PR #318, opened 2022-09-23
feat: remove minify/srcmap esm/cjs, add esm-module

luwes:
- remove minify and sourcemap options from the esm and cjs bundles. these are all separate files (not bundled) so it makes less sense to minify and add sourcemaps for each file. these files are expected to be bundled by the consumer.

==

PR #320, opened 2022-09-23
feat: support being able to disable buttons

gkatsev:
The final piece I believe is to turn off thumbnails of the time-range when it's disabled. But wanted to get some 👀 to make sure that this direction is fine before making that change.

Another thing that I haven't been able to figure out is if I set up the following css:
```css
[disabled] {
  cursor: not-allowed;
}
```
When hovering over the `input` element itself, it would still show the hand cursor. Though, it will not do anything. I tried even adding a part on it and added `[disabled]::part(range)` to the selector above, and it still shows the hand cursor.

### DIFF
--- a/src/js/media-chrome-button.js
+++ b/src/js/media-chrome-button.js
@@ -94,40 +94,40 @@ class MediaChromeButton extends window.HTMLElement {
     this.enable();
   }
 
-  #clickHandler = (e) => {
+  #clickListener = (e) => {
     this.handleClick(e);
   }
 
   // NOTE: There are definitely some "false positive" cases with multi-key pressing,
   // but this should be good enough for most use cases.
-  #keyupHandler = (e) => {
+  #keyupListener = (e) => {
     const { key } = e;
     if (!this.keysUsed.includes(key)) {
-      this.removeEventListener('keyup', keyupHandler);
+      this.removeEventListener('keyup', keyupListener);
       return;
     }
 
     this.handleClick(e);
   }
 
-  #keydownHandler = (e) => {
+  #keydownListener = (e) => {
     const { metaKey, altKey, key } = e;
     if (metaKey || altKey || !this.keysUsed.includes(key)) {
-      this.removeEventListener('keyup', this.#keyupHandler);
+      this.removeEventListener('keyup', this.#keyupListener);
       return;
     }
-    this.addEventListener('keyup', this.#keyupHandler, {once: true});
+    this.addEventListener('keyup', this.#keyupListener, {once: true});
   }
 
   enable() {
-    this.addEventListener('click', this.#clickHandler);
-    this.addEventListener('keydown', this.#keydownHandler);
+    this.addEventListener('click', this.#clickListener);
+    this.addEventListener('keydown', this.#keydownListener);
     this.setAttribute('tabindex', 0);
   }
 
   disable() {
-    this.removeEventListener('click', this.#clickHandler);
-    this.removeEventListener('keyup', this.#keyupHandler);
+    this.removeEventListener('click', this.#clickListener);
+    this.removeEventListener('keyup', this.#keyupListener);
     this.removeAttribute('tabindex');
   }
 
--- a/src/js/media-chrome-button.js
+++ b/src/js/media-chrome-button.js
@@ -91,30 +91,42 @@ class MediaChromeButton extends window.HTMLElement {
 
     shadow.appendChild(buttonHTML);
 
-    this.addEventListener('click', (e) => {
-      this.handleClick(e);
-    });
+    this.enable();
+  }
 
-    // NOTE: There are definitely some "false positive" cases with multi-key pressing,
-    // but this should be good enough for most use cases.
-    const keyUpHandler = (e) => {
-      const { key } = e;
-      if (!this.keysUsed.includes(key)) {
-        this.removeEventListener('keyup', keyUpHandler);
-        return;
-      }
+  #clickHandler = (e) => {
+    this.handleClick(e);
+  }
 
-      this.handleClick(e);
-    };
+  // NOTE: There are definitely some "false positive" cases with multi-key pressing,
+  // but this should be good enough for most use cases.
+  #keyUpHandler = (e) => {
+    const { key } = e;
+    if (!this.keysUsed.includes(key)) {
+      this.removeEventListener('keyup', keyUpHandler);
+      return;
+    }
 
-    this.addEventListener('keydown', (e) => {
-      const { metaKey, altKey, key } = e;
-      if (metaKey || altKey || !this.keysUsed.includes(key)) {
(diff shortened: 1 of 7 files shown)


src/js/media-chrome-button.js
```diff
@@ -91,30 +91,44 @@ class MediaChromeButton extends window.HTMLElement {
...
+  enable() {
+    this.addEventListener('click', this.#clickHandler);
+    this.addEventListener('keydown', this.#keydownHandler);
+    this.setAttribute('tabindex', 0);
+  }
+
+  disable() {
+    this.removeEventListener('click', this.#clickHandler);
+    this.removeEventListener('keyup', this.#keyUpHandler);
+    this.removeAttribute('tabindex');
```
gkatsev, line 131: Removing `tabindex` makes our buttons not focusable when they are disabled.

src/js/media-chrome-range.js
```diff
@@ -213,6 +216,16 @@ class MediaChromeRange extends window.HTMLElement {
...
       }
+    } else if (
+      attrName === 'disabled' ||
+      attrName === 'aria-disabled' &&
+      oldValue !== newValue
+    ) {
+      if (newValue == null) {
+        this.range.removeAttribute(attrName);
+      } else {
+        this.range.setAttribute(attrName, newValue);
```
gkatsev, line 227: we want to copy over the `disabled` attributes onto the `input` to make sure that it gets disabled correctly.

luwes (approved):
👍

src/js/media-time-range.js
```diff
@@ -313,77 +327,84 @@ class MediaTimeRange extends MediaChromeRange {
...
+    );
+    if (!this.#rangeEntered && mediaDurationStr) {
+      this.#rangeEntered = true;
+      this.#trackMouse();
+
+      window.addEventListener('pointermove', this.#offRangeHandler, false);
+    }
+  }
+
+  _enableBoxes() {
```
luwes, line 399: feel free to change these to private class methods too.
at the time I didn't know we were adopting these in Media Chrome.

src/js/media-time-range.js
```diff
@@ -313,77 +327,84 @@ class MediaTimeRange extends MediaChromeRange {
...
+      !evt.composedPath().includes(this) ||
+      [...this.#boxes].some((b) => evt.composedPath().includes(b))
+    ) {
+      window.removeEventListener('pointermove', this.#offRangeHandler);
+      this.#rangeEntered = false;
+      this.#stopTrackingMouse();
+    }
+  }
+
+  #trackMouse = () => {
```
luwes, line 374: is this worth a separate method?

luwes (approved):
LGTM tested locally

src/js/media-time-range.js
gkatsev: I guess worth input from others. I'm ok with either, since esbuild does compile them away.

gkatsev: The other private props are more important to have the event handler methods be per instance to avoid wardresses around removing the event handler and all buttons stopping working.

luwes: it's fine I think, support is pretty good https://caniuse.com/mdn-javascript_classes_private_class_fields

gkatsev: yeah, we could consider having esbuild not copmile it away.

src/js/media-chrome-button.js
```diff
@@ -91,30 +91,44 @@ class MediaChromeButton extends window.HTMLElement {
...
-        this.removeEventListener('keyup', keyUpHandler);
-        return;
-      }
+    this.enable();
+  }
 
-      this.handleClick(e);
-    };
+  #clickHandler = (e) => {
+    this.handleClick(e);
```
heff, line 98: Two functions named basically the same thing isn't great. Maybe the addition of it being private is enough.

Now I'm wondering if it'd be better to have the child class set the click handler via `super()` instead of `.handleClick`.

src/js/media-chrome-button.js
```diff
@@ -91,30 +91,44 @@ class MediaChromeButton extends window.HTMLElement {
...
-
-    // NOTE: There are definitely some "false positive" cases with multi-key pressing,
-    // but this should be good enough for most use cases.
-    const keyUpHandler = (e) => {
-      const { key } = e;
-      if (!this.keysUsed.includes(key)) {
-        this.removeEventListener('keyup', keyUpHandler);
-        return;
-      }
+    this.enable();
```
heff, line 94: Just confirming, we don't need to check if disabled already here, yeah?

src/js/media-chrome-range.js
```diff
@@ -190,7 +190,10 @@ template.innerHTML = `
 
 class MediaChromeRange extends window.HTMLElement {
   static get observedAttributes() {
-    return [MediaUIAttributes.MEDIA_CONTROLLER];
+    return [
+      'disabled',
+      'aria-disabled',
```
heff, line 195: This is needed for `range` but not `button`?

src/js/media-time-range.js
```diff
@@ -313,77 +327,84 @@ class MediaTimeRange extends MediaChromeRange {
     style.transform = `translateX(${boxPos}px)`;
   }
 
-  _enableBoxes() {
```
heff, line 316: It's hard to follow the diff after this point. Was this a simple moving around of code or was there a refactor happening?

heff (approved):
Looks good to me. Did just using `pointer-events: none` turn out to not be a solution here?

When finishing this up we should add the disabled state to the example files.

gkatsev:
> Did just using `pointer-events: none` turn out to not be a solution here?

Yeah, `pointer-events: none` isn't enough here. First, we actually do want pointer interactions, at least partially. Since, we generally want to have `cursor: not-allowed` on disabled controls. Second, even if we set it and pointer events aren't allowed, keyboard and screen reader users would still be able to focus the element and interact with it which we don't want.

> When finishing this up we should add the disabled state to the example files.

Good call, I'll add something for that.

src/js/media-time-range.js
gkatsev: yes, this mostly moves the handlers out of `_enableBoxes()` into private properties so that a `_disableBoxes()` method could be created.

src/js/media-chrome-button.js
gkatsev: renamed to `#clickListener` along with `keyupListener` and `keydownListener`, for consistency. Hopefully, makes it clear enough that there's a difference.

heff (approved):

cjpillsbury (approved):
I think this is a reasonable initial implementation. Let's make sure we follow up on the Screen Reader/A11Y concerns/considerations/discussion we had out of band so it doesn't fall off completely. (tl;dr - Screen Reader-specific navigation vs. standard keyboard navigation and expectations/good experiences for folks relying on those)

WHAT YOU SHOULD DO
Copy out, exactly and alone, the lines of the entries above between the ones holding "PR #318, opened 2022-09-23" and "- remove minify", inclusive.

EXERCISE SOLUTION
PR #318, opened 2022-09-23
feat: remove minify/srcmap esm/cjs, add esm-module

luwes:
- remove minify and sourcemap options from the esm and cjs bundles. these are all separate files (not bundled) so it makes less sense to minify and add sourcemaps for each file. these files are expected to be bundled by the consumer.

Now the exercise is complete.